# Question about spark plug gap



## Chevy_Country (Oct 16, 2015)

adoomy said:


> Hi everyone,
> 
> I've researched on here some common mods people do with their Cruze and came across the spark plug gap issue. Many have noted it should be adjusted to 0.035 as opposed to the 0.028-029 from the factory. My question is, would the dealer adjust them accordingly per the AllData specifications or will they not touch them regardless of how they are set from the factory?
> 
> ...


If she runs fine, no shuddering or reason to believe you have any miss fires you should let it be lol

When I did them the first time I went with .035 and it ran awful, recapped to .030 and was a little better but had adjusted to .028 and settled there.

I believe it's dependant on the conductor (platinum, copper, etc) my car ran alright at .030 with iriduliums, but not so well with the coppers.

Sent from my SM-G930V using Tapatalk


----------



## obermd (Mar 3, 2012)

For the 1.8L LS (Gen 1), the plug gap has always been 0.028".

For the 1.4T (LT, ECO, LTZ) (Gen 1), GM originally had the gap set to 0.033-0.035". After we proved to GM that the plug gaps were all over the place they came back with 0.025-0.028". It doesn't matter what the conductor material is - copper, platinum (don't use), or iridium. The problem is that once your plugs erode to 0.037 these cars start to get spark blowout.

Take a look at the bottom part of the first post at http://www.cruzetalk.com/forum/34-gen1-1-4l-turbo/46833-new-copper-spark-plugs.html. I analyze the gap erosion rate of the OEM plugs in this post. It also links to GM's official statement regarding spark plugs in the Gen 1 1.4T engine.


----------



## Chevy_Country (Oct 16, 2015)

obermd said:


> For the 1.8L LS (Gen 1), the plug gap has always been 0.028".
> 
> For the 1.4T (LT, ECO, LTZ) (Gen 1), GM originally had the gap set to 0.033-0.035". After we proved to GM that the plug gaps were all over the place they came back with 0.025-0.028". It doesn't matter what the conductor material is - copper, platinum (don't use), or iridium. The problem is that once your plugs erode to 0.037 these cars start to get spark blowout.
> 
> Take a look at the bottom part of the first post at http://www.cruzetalk.com/forum/34-gen1-1-4l-turbo/46833-new-copper-spark-plugs.html. I analyze the gap erosion rate of the OEM plugs in this post. It also links to GM's official statement regarding spark plugs in the Gen 1 1.4T engine.


Which material should we not use? I only ask cause I was very underwhelmed with the performance of my copper plugs, on premium flue or not lol


Sent from my iPad using Tapatalk


----------



## adoomy (Oct 30, 2016)

Thanks for the quick replies. Obermd, would I be able to ask my dealer to check the gaps for me and tune them accordingly?


----------



## Chevy_Country (Oct 16, 2015)

adoomy said:


> Thanks for the quick replies.

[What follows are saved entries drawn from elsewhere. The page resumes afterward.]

PR #967, opened 2018-06-07
ENH: VectorToScalar optionally extract single components.

phcerdan:
This commit improves the user interface adding support for choosing
the conversion mode.

Available conversion modes are now:
 * vector (RGB, RGBA) images to luminance (default mode keeping backward
        compatibility with original module implementation)
 * vector images to single component (user select which component to extract)

To support reusing of components by other scripted modules, a logic
and widget have also been created:
 * VectorToScalarVolumeConversionModeWidget
 * VectorToScalarVolumeLogic

### DIFF
--- a/Modules/Scripted/VectorToScalarVolume/VectorToScalarVolume.py
+++ b/Modules/Scripted/VectorToScalarVolume/VectorToScalarVolume.py
@@ -1,7 +1,49 @@
-import vtk, qt, ctk, slicer
+import vtk, qt, ctk
+import slicer
 import logging
 
 from slicer.ScriptedLoadableModule import *
+from slicer.util import NodeModify, VTKObservationMixin
+
+from contextlib import contextmanager
+@contextmanager
+def MyScopedQtPropertySetter(qobject, properties):
+  """ Context manager to set/reset properties"""
+  # TODO: Move it to slicer.utils and delete it here.
+  previousValues = {}
+  for propertyName, propertyValue in properties.items():
+    previousValues[propertyName] = getattr(qobject, propertyName)
+    setattr(qobject, propertyName, propertyValue)
+  yield
+  for propertyName in properties.keys():
+    setattr(qobject, propertyName, previousValues[propertyName])
+
+@contextmanager
+def MyObjectsBlockSignals(*qobjects):
+  """
+  Context manager to block/reset signals of any number of input qobjects.
+  Usage:
+  with MyObjectsBlockSignals(self.aComboBox, self.otherComboBox):
+  """
+  # TODO: Move it to slicer.utils and delete it here.
+  previousValues = list()
+  for qobject in qobjects:
+    # blockedSignal returns the previous value of signalsBlocked()
+    previousValues.append(qobject.blockSignals(True))
+  yield
+  for (qobject, previousValue) in zip(qobjects, previousValues):
+    qobject.blockSignals(previousValue)
+
+def getNode(nodeID):
+  if nodeID is None:
+    return None
+  return slicer.mrmlScene.GetNodeByID(nodeID)
+
+def getNodeID(node):
+  if node is None:
+    return ""
+  else:
+    return node.GetID()
 
 #
 # VectorToScalarVolume
@@ -15,15 +57,16 @@ class VectorToScalarVolume(ScriptedLoadableModule):
     self.parent.dependencies = []
     self.parent.contributors = ["Steve Pieper (Isomics)",
                                 "Pablo Hernandez-Cerdan (Kitware)",
-                                "Jean-Christophe Fillion-Robin (Kitware)",]
+                                "Jean-Christophe Fillion-Robin (Kitware)", ]
     self.parent.helpText = """
     <p>Make a scalar (1 component) volume from a vector volume.</p>
 
     <p>It provides multiple conversion modes:</p>
 
     <ul>
-    <li>convert RGB images to scalar using luminance as implemented in vtkImageLuminance (scalar = 0.30*R + 0.59*G + 0.11*B).</li>
     <li>extract single components from any vector image.</li>
+    <li>convert RGB images to scalar using luminance as implemented in vtkImageLuminance (scalar = 0.30*R + 0.59*G + 0.11*B).</li>
+    <li>computes the mean of all the components.</li>
     </ul>
     """
     self.parent.acknowledgementText = """
@@ -36,10 +79,23 @@ NIH Roadmap for Medical Research, Grant U54 EB005149."""
 # VectorToScalarVolumeWidget
 #
 
-class VectorToScalarVolumeWidget(ScriptedLoadableModuleWidget):
+class VectorToScalarVolumeWidget(ScriptedLoadableModuleWidget, VTKObservationMixin):
+  """
+  The user selected parameters are stored in a parameterNode.
+  """
+
+  def __init__(self, parent=None):
+    ScriptedLoadableModuleWidget.__init__(self, parent)
+    VTKObservationMixin.__init__(self)
+    self.logic = None
+    self._parameterNode = None
 
   def setup(self):
     ScriptedLoadableModuleWidget.setup(self)
+
+    self.logic = VectorToScalarVolumeLogic()
+    # This will use createParameterNode with the provided default options
+    self.setParameterNode(self.logic.getParameterNode())
 
     # Collapsible button
     self.selectionCollapsibleButton = ctk.ctkCollapsibleButton()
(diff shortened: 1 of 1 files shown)


Modules/Scripted/VectorToScalarVolume/VectorToScalarVolume.py
```diff
@@ -76,6 +103,26 @@ def setup(self):
     # Add vertical spacer
     self.layout.addStretch(1)
 
+  def onRGBCheckBox(self, state):
+    if (state == 2): # Checked
+      # Disable other box.
+      self.singleComponentBox.setChecked(False)
```
cpinter: I don't know exactly how the UI looks like, but if you have to do this, then probably radio button would be a better widget to use.

phcerdan: Definitely right, thanks @cpinter

pieper:
LGTM - thanks! 👍

Modules/Scripted/VectorToScalarVolume/VectorToScalarVolume.py
```diff
@@ -76,6 +103,26 @@ def setup(self):
...
+      self.componentsComboBox.setEnabled(False)
+
+  def onSingleComponentCheckBox(self, state):
+    if (state == 2): # Checked
```
jcfr: Parenthesis are now needed in python.

jcfr: For future reference, Qt enum value can be accessed using `qt.Qt.Checked`

phcerdan: `qt.Qt.Checked` good to know.

Modules/Scripted/VectorToScalarVolume/VectorToScalarVolume.py
```diff
@@ -76,6 +103,26 @@ def setup(self):
     # Add vertical spacer
     self.layout.addStretch(1)
 
+  def onRGBCheckBox(self, state):
```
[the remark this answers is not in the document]
phcerdan: I removed one slot, and just work with a RadioButton toggle, checking the state of the buttons themselves, not the boolean signal.

phcerdan:
@cpinter @jcfr I have added QRadialButtons, see my replies to @jcfr for extra details. Thanks for the reviews!

cpinter:
Excellent, thanks for the contribution!

Modules/Scripted/VectorToScalarVolume/VectorToScalarVolume.py
phcerdan: I couldn't get the ratio buttons to be exclusive just with the parent (maybe because there are frames?). Anyway, I created an exclusive QButtonGroup, and the buttons there. It is a few lines more verbose but explicit. Let me know what you think.

phcerdan:
The GUI looks like:

peekslicervectortoscalar

Modules/Scripted/VectorToScalarVolume/VectorToScalarVolume.py
cpinter: Common parent and setAutoExclusive(true) usually does the trick. Maybe you forgot the latter? Jc says it's not needed, but maybe it depends on the order you do things. What happens if you set it to true explicitly? That said I wouldn't mind the button group if that's how you can make it work.

lassoan:
If you only select between integers then use a spinbox instead of a combobox. But I think it would be even better to make Luminance option the first option in the combobox. Then we could get rid of all the radiobuttons and have a simple label (Component) and a combobox (Luminance, 0, 1, 2,...).

Note that luminance is not the same as mean(r, g, b). I think we use the latter. If you really need luminance then it could be an additional entry in the combobox, which is only displayed for 3 or maybe 4 component images (assuming rgb and rgba). 

Number of components should be updated whenever a new volume is selected. We could also add an observer to the image change event of the node so that we can update the widget when some module changes the volume in the background or the user changes things in the Python interactor.

phcerdan:
@lassoan thanks a lot for the input.

 > Number of components should be updated whenever a new volume is selected.
That is/was already implemented.

> We could also add an observer to the image change event of the node so that we can update the widget when some module changes the volume in the background or the user changes things in the Python interactor.
Sounds good, maybe in another PR?

> Note that luminance is not the same as mean(r, g, b). I think we use the latter.
This module was using the vtkLuminanceImage, so it was computing luminance, not mean. But adding mean or any other function that reduces dimensionality to scalar sounds good.

> If you only select between integers then use a spinbox instead of a combobox.
Nice, I'll do.

> But I think it would be even better to make Luminance option the first option in the combobox. Then we could get rid of all the radiobuttons and have a simple label (Component) and a combobox (Luminance, 0, 1, 2,...).
Yeah, I liked the idea, and @jcfr also mentioned it.
But my reasoning was to keep the extract single components separated from any other operator. Mainly, because it doesn't require any extra checking or logic of the input vector volume, it always work for any dimension of the vector. And it might be a common for some applications. On the contrary, Luminance requires at least 3 components, and other functions might impose other conditions.
And also from a coding point of view, it was convenient to link the current index of the combo/spin directly to the component. Adding entries will require tracking and extra mapping.
I am not against this change, but separating the extraction of a single component from other operations working on all the dimensions seemed sensible. Let me know what you think.

phcerdan:
Current state:

peekslicervectortoscalarupdatejc

lassoan:
The GUI looks nice now, so you can leave it like this.

If you consider using a single combobox: Using combox is easy, as you can set custom data for each item, so you don't need to maintain an external mapping.

https://github.com/Slicer/Slicer/blob/f051e24c803ae0a067e04ea2b2a9a178040d7415/Modules/Loadable/Segmentations/EditorEffects/Python/SegmentEditorSmoothingEffect.py#L39-L45

https://github.com/Slicer/Slicer/blob/f051e24c803ae0a067e04ea2b2a9a178040d7415/Modules/Loadable/Segmentations/EditorEffects/Python/SegmentEditorSmoothingEffect.py#L102-L103

Observing image data should be quite simple, too (about 6-8 lines of code) and all core modules have this kind of always-up-to-date GUI (you don't need to click around the GUI to get it updated). If you don't have the time to add this small amount of logic then use a spinbox with very high max value instead of enumerating specific values.

Unfortunately, this scripted module has other fundamental issues (it does not use parameter node, so user selections are not saved into the scene; there is no logic class - everything is just dumped into the widget class), which should be addressed at some point in the future.

Thank you for working on this and sorry for being picky, but we try to keep Slicer core modules quality as high as possible, as they may be used in many other modules and extensions; and they also often serve as example for custom modules.

jcfr:
> we try to keep Slicer core modules quality as high as possible, as they may be used in many other modules and extensions; and they also often serve as example for custom modules.

@lassoan Thanks for the careful review :+1: 

> (1) Observing image data should be quite simple
> (2) use parameter node

@phcerdan I suggest you add support for these two features. Let me know if you need help.

>  there is no logic class - everything is just dumped into the widget class), which should be addressed at some point in the future.

Good news is that this PR now add a logic class

phcerdan:
@jcfr @lassoan thanks for the inputs and review. I am working on (1) and (2) and learning slicer guts at the same time. I'll update this soon.

phcerdan:
New commit because there was quite a few changes, and didn't want to lose the original changes. I have added:
(1) Observing image data should be quite simple
(2) use parameter node

And the new method to compute the average of all components.

phcerdan:
Current state

peekslicervectortoscalarupdateaverage

phcerdan:
I have an issue with the automatic visualization of the generated output.
The new average conversion method returns a ScalarVolume with ScalarType Double, independently of the ScalarType of the components of the input, so, when I re-use that ScalarVolume for any of the other computation (that have the same ScalarType than the input, in this case `unsigned char`), the visualization range is not updated for the new type, and the following happens:

peekslicervectortoscalarissueview


Is there any way to force re-compute the map between pixel-value range <-> visualization at the application level, or any method of the VolumeNode? Thanks!

lassoan:
You can add a vtkImageCast filter to convert double pixel type to the same pixel type as the input vector volume.

If automatic window width/leve (brightness/contrast) settings are not good then you can copy window width/level values from the display node of the input vector volume.

phcerdan:
Thanks @lassoan, I casted to the same Scalar Type than input for consistency with the other methods.

phcerdan:
@cpinter @lassoan let me know if I can do anything else to push this forward. Thanks!

Modules/Scripted/VectorToScalarVolume/VectorToScalarVolume.py
```diff
@@ -26,82 +63,420 @@ def __init__(self, parent):
...
+                                        self.setConversionMethod(self.methodSelectorComboBox.itemData(currentIndex))
+                                        )
+
+    self.componentsComboBox.connect('currentIndexChanged(int)', self.setComponentToExtract)
+
+  def inputVolumeNode(self):
+    return self._inputVolumeNode
+
+  def setInputVolumeNode(self, node):
+    if isinstance(node, basestring):
```
lassoan: This kind of ambiguity - accepting a node or some string (node id? node name? what if there are multiple nodes with the same name?) - is acceptable in testing and development tools for convenience, but not in production code.

For example, slicer.util.getNode has this behavior exactly because it is often used in the Python console to interactively get a node. However, in modules you would use slicer.mrmlScene.GetNode()or slicer.mrmlScene.GetFirstNodeByName().

Since the widget is not supposed to be used from any other modules (you only interact through MRML nodes and sometimes by using another module's logic), I would remove this method completely.

Modules/Scripted/VectorToScalarVolume/VectorToScalarVolume.py
```diff
@@ -26,82 +63,420 @@ def __init__(self, parent):
...
+      node = getNode(node)
+    self._inputVolumeNode = node
+
+  def componentToExtract(self):
```
lassoan: no need for get/set methods - widget is not supposed to be used from anywhere else

Modules/Scripted/VectorToScalarVolume/VectorToScalarVolume.py
```diff
@@ -26,82 +63,420 @@ def __init__(self, parent):
...
+    self.conversionMethodWidget.componentsComboBox.connect('currentIndexChanged(int)', self.updateParameterNodeFromGui)
+
+    self.applyButton.connect('clicked(bool)', self.onApply)
+
+    self.setDefaultParameters()
+
+  def cleanup(self):
+    self.removeObservers()
+
+  def setDefaultParameters(self):
```
lassoan: It should be possible to create a parameter node (with default values) by only using the logic class, so default value initialization should be done in the logic class. See createParameterNode method.

Modules/Scripted/VectorToScalarVolume/VectorToScalarVolume.py
```diff
@@ -26,82 +63,420 @@ def __init__(self, parent):
...
+
+  def updateGuiFromMRML(self, caller=None, event=None):
+    """
+    Query all the parameters in the parameterNode,
+    and update the GUI state accordingly if something has changed.
+    """
+    self.applyButton.enabled = all([self.inputVolumeNode(), self.outputVolumeNode(), self.parameterNode()])
+    if self.parameterNode is None:
+      return
+    self.setInputVolumeNode(self._parameterNode.GetParameter("InputVectorVolume"))
```
lassoan: need to call blocksignals for each widget when modifying from parameter node to make sure updateMRMLFromGUI method is not called in the middle of updateGUIFromMRML.

Modules/Scripted/VectorToScalarVolume/VectorToScalarVolume.py
```diff
@@ -26,82 +63,420 @@ def __init__(self, parent):
...
+  CONVERSION_METHODS = (LUMINANCE, AVERAGE, SINGLE_COMPONENT)
+
+
+  def __init__(self, parent = None):
+    ScriptedLoadableModuleLogic.__init__(self, parent)
+
+  @staticmethod
+  def isValidInputOutputData(inputVolumeNode, outputVolumeNode, conversionMethod, componentToExtract):
+    """
+    Validate parameters using the parameterNode.
```
lassoan: document what is the return value, especially when it is not trivial (not just a simple Boolean)

Modules/Scripted/VectorToScalarVolume/VectorToScalarVolume.py
```diff
@@ -26,82 +63,420 @@ def __init__(self, parent):
...
+      if nrbOfComponents < 3:
+        msg = 'input has only %d components but requires ' \
+              'at least 3 components for luminance conversion.' % nrbOfComponents
+        logging.debug("isValidInputOutputData failed: %s" % msg)
+        return False, msg
+
+    return True, None
+
+
+  def run(self, inputVolumeNode, outputVolumeNode, conversionMethod, componentToExtract):
```
lassoan: If we use a parameter node then the primary method for running the processing should take a parameter node as input.

In addition to that method, you may add a convenience method, which takes, inputVolume, outputVolume, conversionMethod, etc., creates a parameter node and calls the primary method with that.

Modules/Scripted/VectorToScalarVolume/VectorToScalarVolume.py
```diff
@@ -26,82 +63,420 @@ def __init__(self, parent):
...
-    selectionNode.SetReferenceActiveVolumeID(outputVolume.GetID())
-    slicer.app.applicationLogic().PropagateVolumeSelection(0)
+    inputVolumeNode.GetIJKToRASMatrix(ijkToRAS)
+    outputVolumeNode.SetIJKToRASMatrix(ijkToRAS)
+
+    nrbOfComponents = inputVolumeNode.GetImageData().GetNumberOfScalarComponents()
+    weightedSum = vtk.vtkImageWeightedSum()
+    weights = vtk.vtkDoubleArray()
+    weights.SetNumberOfValues(nrbOfComponents)
+    evenWeight = 1.0/nrbOfComponents
```
lassoan: numberOfComponents

Modules/Scripted/VectorToScalarVolume/VectorToScalarVolume.py
jcfr: The `getNode` function only lookup node ID (defined at the top of the file). There are no risk of finding a node by name.

The issue is that the name of the function is the same as `slicer.util.getNode`

lassoan: OK then. Still, I find all these set/get functions unnecessary, as the updateMRML… and updateGUI… methods take care of keeping the widget and MRML node in sync.

Modules/Scripted/VectorToScalarVolume/VectorToScalarVolume.py
```diff
@@ -26,82 +63,420 @@ def __init__(self, parent):
...
+      self._parameterNode.SetParameter("ComponentToExtract", str(self.conversionMethodWidget.componentToExtract()))
+
   def onApply(self):
-    inputVolume = self.inputSelector.currentNode()
-    outputVolume = self.outputSelector.currentNode()
-    # check for input data
-    if not (inputVolume and outputVolume):
-      slicer.util.errorDisplay('Input and output volumes are required for conversion', windowTitle='Luminance')
+
+    with ScopedQtPropertySetter(self.applyButton, {"enabled": False, "text": "Working..."}):
```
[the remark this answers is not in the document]
jcfr: > move it to slicer.util so that it can be used elsewhere.

That was indeed the plan. I suggest we do not use this call in this PR and introduced it only later.

Modules/Scripted/VectorToScalarVolume/VectorToScalarVolume.py
jcfr: Since the widget is setting the value of the parameter node to what it is already, no node modified event should be invoked.

As a precautionary measure, I suggest we introduce a context managed named like `BlockedObjectSignal`

Modules/Scripted/VectorToScalarVolume/VectorToScalarVolume.py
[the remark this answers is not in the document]
phcerdan: I just renamed it (it is too handy now to not use it!). If you want to move it to slicer.util afterwards with the good name, I can remove the local function here afterwards.

Modules/Scripted/VectorToScalarVolume/VectorToScalarVolume.py
```diff
@@ -26,82 +63,420 @@ def __init__(self, parent):
...
+class VectorToScalarVolumeConversionMethodWidget(qt.QWidget):
+  """
+  Widget to interact with conversion parameters.
+  """
+
+  EXTRACT_COMPONENT_NONE = -1
+
+  def __init__(self, parent=None):
+    qt.QWidget.__init__(self, parent)
+    self._inputVolumeNode = None
```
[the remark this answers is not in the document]
phcerdan: Done

Modules/Scripted/VectorToScalarVolume/VectorToScalarVolume.py
phcerdan: Removed variables in widget, the values are only stored in the ComboBoxes. And the 'upper' widget makes the connections to keep updated the parameterNode.

Modules/Scripted/VectorToScalarVolume/VectorToScalarVolume.py
phcerdan: The time invested here was motivated to integrate this functionality in a external module. So I do need to reuse the GUI. Kept the get method for convenience, but removed the set methods.

Modules/Scripted/VectorToScalarVolume/VectorToScalarVolume.py
phcerdan: Done, moved to logic overriding the createParameterNode.

Modules/Scripted/VectorToScalarVolume/VectorToScalarVolume.py
phcerdan: I haven't block anything, but created a context manager to block signals in a list of qobjects.

Modules/Scripted/VectorToScalarVolume/VectorToScalarVolume.py
phcerdan: Done

Modules/Scripted/VectorToScalarVolume/VectorToScalarVolume.py
phcerdan: Done

Modules/Scripted/VectorToScalarVolume/VectorToScalarVolume.py
phcerdan: Done

phcerdan:
Thanks a lot @lassoan for the careful review, really appreciated, let me know what you think about my latest change. I think I addressed all your suggestions, except the blocking signals. I have tested it, and there is no recursive calling in either case, changing from MRML or from GUI.

phcerdan:
As a node, I really do need to reuse the GUI widget to justify the time spent on this. I have removed the internal variables, but I am sure it is still usable from external modules with a little bit of plumbing and connections.

lassoan:
It all looks good! Thank you very much for taking the time to implement this so nicely. 

One last thing: I did not understand what XXX: meant. If it is a todo then rename to TODO: (if something else then rename to something that is more clear or more standard).

jcfr:
> XXX: meant

I guess I influenced this. This is an other convention. See https://en.wikipedia.org/wiki/Comment_(computer_programming)#Tags

phcerdan:
Changed XXX to TODO.

lassoan:
There are hundreds of TODO tags in VTK and ITK, and maybe 4-5 XXX. I think it is better to use TODO if that code must be changed, or use plain comments if you just want to tell something to future developers.

lassoan:
Thank you, I have no more comments!

phcerdan:
Thanks @lassoan and @jcfr for your time. I learnt quite a bit!

@cpinter the changes you requested were solved (I implemented only one combo-box), but github doesn't know that yet. Let me know if you have any other suggestion.

cpinter:
Thanks for all the work, LGTM!

phcerdan:
I have successfully integrated the conversion method widget in an external module! It wasn't that much plumbing, and looks good!

peekslicervectortoscalarexternal

phcerdan:
@lassoan @cpinter may I help in something for this to be finally merged?
Thanks!

jcfr:
@phcerdan  In the gif above, it looks like the input combobox is updated ? Is this expected ?

phcerdan:
In the extension, yes.

jcfr:
Gotcha. Makes sense.

Will integrate later today

lassoan:
Thank you! Integrated in 27278.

Obermd, would I be able to ask my dealer to check the gaps for me and tune them accordingly?


Yes you could, if you wanna save a few bucks you could purchase a gapping tool, I suggest the gap coin personally, its like a dollar lol, the link obermd posted has a step by step procedure for removing the spark plugs and gaping them, but if you don't mind spending the money or rather piece of mind, us they could remove and check the gap


Sent from my iPad using Tapatalk


----------



## obermd (Mar 3, 2012)

The Cruze doesn't like platinum plugs. Very few turbo charged cars like platinum. Copper works the best but has a short life. Iridium provides the longest life.


----------



## Chevy_Country (Oct 16, 2015)

obermd said:


> The Cruze doesn't like platinum plugs. Very few turbo charged cars like platinum. Copper works the best but has a short life. Iridium provides the longest life.


I've heard that before too, I wasn't sure if you meant copper, I bought the ngk, gapped at .028 and found that's where I was happiest, the link you posted was way more clear than I was lol


Sent from my iPad using Tapatalk


----------